**YOUR OBJECTIVE**
Search for the word "forced" in the entries. Each line that holds it should be copied.
########
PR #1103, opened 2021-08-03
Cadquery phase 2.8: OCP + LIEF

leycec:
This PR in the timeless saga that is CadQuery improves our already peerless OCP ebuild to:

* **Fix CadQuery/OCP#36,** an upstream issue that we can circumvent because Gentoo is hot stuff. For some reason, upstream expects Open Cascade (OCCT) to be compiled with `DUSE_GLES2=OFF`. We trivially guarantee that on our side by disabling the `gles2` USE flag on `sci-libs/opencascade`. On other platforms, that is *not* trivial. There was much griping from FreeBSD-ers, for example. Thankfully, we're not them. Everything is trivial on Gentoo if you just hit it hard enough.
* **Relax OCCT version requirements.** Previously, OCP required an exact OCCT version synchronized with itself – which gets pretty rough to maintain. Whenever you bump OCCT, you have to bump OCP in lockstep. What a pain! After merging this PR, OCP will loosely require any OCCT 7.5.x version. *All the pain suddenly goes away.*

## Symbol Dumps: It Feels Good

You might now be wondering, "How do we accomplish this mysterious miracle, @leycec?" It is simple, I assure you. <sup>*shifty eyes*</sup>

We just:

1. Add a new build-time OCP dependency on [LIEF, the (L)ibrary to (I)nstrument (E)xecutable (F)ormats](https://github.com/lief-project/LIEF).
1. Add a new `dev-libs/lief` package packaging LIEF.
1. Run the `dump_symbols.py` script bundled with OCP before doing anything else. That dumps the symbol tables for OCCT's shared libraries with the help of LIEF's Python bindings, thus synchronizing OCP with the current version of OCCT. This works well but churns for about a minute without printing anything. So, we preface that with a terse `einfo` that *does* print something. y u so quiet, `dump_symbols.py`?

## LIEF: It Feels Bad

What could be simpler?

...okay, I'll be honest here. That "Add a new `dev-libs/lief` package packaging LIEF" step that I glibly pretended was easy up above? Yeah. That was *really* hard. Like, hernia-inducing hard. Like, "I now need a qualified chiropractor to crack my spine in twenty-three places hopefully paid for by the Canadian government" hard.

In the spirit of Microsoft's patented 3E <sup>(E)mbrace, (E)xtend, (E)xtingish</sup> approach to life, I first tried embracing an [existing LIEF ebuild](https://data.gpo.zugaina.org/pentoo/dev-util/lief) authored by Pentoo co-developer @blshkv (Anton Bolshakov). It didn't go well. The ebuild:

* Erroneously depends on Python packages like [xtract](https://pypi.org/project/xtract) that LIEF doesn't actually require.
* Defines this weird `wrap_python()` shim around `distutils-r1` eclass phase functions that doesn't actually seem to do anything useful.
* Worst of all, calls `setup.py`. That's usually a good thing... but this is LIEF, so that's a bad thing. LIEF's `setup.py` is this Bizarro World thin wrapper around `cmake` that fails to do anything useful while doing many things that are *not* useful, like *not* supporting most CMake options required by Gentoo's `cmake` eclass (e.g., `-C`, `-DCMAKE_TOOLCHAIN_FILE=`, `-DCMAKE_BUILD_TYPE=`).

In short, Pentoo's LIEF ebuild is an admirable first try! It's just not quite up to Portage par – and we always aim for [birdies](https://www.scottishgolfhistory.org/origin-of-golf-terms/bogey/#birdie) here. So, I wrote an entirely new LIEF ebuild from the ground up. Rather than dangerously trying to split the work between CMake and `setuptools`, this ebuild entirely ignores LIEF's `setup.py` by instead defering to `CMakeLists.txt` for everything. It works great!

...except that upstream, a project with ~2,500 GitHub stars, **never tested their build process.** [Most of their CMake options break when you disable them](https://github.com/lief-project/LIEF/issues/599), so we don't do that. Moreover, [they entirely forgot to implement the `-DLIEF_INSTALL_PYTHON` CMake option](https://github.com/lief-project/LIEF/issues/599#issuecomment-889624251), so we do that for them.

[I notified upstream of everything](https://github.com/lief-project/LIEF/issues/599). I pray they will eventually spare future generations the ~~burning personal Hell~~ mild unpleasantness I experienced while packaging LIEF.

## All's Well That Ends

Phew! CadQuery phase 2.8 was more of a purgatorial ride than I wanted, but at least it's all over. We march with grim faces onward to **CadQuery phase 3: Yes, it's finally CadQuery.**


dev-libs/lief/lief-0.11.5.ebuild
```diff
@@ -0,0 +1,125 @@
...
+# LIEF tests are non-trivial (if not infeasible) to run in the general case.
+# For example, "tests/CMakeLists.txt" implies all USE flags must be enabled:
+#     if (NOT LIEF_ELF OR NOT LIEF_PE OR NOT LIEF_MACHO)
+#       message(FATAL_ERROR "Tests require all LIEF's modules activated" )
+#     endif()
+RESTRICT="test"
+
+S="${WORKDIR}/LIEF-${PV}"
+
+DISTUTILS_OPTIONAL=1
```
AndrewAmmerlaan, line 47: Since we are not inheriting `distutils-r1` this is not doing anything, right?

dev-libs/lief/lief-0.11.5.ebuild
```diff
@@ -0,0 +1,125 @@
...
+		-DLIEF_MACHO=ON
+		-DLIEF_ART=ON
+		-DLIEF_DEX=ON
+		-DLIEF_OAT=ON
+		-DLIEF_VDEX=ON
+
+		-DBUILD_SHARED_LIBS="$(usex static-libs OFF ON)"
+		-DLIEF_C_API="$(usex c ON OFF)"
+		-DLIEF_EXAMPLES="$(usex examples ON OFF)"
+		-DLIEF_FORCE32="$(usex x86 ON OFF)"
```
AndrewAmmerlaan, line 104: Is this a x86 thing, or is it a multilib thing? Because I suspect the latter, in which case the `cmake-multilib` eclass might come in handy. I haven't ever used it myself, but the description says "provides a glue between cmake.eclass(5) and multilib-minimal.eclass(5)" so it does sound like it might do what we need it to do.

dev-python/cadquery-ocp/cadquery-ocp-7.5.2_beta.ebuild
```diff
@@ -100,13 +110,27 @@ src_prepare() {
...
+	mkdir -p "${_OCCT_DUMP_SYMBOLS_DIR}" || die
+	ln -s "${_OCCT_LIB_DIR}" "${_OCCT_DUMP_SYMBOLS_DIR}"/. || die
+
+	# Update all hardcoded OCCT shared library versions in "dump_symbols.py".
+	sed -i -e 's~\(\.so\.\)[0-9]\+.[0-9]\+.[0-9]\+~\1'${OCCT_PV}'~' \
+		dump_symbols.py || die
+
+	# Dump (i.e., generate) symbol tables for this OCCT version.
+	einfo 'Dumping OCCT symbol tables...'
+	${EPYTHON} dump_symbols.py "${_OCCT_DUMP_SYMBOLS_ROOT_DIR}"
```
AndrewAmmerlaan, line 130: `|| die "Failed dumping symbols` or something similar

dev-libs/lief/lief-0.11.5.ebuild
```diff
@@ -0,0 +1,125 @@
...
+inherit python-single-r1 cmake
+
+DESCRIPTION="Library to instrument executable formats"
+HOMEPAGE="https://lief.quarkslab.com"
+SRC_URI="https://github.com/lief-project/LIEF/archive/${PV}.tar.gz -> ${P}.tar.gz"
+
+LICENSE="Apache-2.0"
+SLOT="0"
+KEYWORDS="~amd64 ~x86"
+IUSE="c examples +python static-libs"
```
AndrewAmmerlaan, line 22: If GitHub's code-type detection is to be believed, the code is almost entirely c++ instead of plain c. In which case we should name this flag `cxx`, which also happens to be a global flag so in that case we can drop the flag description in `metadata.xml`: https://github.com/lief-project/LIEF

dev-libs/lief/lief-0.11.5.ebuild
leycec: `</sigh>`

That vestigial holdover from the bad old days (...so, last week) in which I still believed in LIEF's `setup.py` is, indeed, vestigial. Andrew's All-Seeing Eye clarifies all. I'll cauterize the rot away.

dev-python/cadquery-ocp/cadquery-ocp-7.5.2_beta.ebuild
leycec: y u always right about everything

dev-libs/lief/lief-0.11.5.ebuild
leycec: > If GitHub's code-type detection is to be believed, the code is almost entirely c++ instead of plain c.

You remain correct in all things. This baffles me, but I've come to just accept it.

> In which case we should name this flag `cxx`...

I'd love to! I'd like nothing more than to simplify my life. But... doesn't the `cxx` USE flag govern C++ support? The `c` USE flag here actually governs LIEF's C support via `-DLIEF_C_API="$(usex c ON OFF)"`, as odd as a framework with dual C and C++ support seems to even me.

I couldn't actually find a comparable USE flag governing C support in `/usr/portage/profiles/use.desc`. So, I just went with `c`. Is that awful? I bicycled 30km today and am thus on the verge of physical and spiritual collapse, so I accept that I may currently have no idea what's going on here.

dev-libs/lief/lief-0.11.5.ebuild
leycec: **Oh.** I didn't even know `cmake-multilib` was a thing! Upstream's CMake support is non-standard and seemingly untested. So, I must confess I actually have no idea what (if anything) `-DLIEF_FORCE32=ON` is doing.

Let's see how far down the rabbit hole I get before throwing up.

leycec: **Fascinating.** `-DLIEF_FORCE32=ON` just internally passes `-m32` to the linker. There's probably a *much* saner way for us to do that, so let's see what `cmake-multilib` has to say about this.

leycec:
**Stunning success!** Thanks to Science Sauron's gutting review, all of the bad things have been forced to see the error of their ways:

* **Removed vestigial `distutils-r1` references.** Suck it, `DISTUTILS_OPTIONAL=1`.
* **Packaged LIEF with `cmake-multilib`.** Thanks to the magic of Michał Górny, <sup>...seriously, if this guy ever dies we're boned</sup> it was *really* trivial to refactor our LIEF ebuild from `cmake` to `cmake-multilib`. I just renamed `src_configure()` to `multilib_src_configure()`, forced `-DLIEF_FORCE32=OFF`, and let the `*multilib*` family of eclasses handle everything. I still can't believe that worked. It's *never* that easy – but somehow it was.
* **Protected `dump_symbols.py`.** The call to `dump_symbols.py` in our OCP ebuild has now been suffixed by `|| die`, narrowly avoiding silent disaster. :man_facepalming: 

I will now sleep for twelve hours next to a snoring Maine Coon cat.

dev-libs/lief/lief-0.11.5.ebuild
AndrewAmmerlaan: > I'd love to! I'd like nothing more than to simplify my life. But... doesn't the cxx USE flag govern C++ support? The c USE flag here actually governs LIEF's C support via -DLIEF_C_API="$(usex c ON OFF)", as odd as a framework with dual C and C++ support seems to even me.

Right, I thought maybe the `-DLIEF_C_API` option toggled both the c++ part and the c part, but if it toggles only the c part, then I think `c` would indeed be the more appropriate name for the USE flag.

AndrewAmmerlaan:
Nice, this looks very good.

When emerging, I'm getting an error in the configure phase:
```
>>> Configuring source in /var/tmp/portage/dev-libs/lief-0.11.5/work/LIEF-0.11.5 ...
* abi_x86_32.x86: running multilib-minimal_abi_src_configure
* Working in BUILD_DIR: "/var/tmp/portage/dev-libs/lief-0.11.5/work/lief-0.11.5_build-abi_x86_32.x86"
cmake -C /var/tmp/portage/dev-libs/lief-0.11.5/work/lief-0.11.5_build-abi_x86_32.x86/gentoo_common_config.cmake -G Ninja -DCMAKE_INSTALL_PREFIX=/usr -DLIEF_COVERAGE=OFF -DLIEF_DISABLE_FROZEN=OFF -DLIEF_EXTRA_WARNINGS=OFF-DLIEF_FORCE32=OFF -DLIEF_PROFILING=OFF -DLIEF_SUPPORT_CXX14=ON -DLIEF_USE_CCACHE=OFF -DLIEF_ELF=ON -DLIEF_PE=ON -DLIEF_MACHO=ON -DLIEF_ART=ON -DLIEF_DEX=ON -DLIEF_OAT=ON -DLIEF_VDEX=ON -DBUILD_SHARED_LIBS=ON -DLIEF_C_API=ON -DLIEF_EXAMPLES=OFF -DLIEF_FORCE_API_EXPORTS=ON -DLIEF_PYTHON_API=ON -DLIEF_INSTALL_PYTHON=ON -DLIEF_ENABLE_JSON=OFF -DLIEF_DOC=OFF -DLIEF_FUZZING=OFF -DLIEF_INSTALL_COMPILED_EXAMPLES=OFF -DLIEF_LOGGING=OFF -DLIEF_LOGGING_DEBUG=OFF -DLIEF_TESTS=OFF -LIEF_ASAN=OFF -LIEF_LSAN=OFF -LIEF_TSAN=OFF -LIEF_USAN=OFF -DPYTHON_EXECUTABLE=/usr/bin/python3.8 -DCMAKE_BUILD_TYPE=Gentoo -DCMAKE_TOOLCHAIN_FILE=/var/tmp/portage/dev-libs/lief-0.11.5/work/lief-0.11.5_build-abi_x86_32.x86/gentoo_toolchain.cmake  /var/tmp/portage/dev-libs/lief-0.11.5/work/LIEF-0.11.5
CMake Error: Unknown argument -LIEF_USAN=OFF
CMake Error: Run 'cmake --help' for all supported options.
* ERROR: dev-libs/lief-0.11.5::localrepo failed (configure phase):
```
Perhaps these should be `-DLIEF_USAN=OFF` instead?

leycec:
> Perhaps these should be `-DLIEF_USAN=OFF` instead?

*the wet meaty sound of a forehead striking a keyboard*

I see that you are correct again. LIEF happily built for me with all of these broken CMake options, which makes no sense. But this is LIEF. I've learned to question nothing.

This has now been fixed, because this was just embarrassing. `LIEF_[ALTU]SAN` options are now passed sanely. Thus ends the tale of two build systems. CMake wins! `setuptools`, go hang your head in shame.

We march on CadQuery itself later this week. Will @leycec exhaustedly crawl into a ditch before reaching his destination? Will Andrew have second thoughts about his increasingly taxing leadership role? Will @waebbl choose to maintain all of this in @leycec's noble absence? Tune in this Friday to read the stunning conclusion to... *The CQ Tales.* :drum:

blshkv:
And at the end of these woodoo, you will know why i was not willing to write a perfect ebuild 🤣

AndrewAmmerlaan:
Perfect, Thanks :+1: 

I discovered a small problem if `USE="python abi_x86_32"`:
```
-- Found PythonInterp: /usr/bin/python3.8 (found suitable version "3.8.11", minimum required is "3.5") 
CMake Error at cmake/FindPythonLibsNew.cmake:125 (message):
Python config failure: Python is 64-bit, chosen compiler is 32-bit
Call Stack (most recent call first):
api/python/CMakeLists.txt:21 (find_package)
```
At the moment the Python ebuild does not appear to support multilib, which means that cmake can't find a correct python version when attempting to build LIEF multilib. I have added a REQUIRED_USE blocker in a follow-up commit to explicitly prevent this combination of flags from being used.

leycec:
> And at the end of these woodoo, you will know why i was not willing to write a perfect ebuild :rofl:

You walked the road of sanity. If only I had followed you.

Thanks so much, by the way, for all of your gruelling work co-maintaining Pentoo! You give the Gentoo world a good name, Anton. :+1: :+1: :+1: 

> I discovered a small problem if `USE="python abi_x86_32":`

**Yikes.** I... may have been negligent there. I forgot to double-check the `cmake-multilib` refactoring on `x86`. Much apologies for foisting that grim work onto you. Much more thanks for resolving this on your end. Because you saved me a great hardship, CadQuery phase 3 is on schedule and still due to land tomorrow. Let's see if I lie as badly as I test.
########
**ANSWER BELOW**
**Stunning success!** Thanks to Science Sauron's gutting review, all of the bad things have been forced to see the error of their ways:
* **Packaged LIEF with `cmake-multilib`.** Thanks to the magic of Michał Górny, <sup>...seriously, if this guy ever dies we're boned</sup> it was *really* trivial to refactor our LIEF ebuild from `cmake` to `cmake-multilib`. I just renamed `src_configure()` to `multilib_src_configure()`, forced `-DLIEF_FORCE32=OFF`, and let the `*multilib*` family of eclasses handle everything. I still can't believe that worked. It's *never* that easy – but somehow it was.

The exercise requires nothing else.